[Saved entries]
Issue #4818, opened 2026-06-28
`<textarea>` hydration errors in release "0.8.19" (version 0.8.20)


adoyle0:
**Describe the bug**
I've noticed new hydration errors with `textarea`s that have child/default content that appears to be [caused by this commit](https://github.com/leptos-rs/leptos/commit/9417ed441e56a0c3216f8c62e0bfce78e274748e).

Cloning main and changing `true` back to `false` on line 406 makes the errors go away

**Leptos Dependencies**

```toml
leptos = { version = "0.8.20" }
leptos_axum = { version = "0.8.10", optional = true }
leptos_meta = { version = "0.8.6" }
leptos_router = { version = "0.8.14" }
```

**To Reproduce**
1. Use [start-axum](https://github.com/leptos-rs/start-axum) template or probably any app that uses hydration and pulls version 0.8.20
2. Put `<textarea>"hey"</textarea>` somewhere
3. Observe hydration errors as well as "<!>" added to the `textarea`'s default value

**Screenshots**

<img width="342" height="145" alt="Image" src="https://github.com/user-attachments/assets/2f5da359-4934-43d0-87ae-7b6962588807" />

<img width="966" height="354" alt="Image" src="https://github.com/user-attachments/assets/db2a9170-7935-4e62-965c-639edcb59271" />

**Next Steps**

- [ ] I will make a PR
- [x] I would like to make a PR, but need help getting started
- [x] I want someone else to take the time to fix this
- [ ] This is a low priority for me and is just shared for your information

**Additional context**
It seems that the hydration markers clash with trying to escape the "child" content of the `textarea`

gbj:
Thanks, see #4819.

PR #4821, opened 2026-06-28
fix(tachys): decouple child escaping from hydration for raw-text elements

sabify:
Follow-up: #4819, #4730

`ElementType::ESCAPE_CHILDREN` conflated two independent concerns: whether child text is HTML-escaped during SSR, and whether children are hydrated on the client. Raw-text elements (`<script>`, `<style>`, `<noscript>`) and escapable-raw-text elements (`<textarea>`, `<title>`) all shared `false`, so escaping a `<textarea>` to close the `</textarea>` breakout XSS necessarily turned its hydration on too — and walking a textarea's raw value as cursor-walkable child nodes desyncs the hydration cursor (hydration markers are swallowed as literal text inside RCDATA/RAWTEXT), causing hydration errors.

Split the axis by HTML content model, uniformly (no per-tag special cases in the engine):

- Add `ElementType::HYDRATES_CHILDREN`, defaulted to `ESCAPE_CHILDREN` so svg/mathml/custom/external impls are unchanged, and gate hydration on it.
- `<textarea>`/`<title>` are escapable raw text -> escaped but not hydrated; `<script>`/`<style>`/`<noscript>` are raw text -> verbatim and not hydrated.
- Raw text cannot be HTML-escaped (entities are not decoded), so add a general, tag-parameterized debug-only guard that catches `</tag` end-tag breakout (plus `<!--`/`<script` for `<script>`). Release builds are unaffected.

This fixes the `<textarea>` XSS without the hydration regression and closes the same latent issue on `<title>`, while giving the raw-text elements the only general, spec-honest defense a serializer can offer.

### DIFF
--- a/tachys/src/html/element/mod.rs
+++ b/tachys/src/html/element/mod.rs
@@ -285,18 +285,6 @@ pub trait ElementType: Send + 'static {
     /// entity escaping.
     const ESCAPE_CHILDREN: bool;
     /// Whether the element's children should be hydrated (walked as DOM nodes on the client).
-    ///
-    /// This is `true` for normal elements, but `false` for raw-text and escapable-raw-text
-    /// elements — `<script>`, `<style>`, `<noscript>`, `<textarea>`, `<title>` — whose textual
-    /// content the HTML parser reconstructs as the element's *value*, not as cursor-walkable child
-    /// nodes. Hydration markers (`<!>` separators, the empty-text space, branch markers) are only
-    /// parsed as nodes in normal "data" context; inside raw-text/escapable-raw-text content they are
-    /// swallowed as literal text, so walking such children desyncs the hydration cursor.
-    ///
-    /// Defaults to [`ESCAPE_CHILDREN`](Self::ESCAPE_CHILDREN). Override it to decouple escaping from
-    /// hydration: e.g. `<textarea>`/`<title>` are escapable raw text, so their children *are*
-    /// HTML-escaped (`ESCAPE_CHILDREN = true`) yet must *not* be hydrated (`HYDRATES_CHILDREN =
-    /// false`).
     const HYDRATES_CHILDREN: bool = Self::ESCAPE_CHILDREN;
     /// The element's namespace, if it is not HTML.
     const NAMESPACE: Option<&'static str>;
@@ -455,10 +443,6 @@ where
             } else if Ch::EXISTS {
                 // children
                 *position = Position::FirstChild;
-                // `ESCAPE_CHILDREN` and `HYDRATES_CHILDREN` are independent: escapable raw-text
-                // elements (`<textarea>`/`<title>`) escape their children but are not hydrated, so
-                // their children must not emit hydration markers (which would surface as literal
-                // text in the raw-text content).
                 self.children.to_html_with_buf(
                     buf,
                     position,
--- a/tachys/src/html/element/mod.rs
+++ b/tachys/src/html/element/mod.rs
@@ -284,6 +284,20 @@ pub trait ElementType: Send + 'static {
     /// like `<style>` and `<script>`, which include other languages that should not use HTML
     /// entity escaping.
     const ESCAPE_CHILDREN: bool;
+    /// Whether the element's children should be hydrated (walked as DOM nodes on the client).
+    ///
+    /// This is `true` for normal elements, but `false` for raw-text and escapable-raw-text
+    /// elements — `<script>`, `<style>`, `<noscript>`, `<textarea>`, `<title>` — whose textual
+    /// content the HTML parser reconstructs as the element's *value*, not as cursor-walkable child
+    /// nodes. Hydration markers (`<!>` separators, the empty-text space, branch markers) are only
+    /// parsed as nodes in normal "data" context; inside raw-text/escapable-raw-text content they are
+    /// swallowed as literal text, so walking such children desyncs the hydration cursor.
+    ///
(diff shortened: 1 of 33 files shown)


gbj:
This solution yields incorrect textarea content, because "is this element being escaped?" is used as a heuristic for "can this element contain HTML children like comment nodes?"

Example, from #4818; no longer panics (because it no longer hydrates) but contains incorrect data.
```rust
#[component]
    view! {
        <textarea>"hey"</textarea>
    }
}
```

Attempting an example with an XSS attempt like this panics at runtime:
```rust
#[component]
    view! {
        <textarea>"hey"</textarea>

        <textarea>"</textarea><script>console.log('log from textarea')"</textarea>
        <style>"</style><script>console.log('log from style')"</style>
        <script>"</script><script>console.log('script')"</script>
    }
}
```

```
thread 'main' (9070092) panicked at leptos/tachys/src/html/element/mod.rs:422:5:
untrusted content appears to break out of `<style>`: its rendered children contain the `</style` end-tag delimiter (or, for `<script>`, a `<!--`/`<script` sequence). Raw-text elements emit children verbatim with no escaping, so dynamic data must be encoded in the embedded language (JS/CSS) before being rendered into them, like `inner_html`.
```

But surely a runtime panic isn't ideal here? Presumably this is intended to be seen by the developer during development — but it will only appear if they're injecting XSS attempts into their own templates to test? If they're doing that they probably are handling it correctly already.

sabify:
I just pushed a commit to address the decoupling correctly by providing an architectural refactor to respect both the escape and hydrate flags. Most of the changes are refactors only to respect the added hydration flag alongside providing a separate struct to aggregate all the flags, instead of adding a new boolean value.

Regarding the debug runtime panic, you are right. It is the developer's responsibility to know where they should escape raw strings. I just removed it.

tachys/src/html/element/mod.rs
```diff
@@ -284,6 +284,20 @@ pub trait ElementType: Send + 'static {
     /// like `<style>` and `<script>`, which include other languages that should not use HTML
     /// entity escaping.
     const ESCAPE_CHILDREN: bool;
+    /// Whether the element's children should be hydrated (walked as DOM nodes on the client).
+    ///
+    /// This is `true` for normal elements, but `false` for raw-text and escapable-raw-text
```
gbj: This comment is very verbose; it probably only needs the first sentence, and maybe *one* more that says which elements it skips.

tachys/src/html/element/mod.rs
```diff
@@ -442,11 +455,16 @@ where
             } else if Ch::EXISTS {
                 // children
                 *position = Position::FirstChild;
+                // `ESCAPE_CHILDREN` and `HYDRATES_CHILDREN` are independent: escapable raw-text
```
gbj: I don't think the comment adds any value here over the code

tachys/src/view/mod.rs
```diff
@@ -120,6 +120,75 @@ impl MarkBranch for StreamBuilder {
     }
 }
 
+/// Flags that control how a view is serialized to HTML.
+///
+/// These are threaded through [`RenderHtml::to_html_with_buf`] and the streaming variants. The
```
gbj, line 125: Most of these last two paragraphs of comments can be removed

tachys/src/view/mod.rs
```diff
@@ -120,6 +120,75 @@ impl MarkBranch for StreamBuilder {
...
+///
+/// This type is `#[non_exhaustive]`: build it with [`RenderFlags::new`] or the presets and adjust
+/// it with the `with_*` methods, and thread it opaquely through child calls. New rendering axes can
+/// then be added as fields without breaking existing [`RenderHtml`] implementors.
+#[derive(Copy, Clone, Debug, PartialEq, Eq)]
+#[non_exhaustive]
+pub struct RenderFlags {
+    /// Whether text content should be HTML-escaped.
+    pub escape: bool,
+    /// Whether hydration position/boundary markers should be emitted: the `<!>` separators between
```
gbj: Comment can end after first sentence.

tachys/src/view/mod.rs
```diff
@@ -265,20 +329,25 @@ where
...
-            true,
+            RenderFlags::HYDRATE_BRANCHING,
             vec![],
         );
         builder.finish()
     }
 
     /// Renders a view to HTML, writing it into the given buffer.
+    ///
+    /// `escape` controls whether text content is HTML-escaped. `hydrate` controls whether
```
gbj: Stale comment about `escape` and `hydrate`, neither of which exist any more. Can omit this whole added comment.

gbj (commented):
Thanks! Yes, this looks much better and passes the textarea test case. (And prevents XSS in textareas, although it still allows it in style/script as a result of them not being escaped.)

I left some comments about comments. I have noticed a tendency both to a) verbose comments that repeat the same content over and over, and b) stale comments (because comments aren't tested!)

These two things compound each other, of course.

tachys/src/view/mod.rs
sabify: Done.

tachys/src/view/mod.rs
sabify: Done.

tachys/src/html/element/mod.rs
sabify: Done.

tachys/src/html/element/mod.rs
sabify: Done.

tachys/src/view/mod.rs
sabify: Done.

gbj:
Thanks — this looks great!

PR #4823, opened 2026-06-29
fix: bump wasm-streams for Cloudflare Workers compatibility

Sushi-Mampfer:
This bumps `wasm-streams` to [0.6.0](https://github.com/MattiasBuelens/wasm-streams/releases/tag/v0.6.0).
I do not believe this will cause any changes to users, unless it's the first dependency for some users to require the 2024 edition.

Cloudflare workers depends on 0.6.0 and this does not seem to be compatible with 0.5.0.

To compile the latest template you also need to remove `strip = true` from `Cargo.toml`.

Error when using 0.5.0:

▸ EXERCISE REQUIREMENTS
Look above for the line with "It seems that" and the line with "Follow-up: #4819, #4730". Write out those two lines and all the lines between them, exactly, and no others.

▸ EXERCISE SOLUTION
It seems that the hydration markers clash with trying to escape the "child" content of the `textarea`

gbj:
Thanks, see #4819.

PR #4821, opened 2026-06-28
fix(tachys): decouple child escaping from hydration for raw-text elements

sabify:
Follow-up: #4819, #4730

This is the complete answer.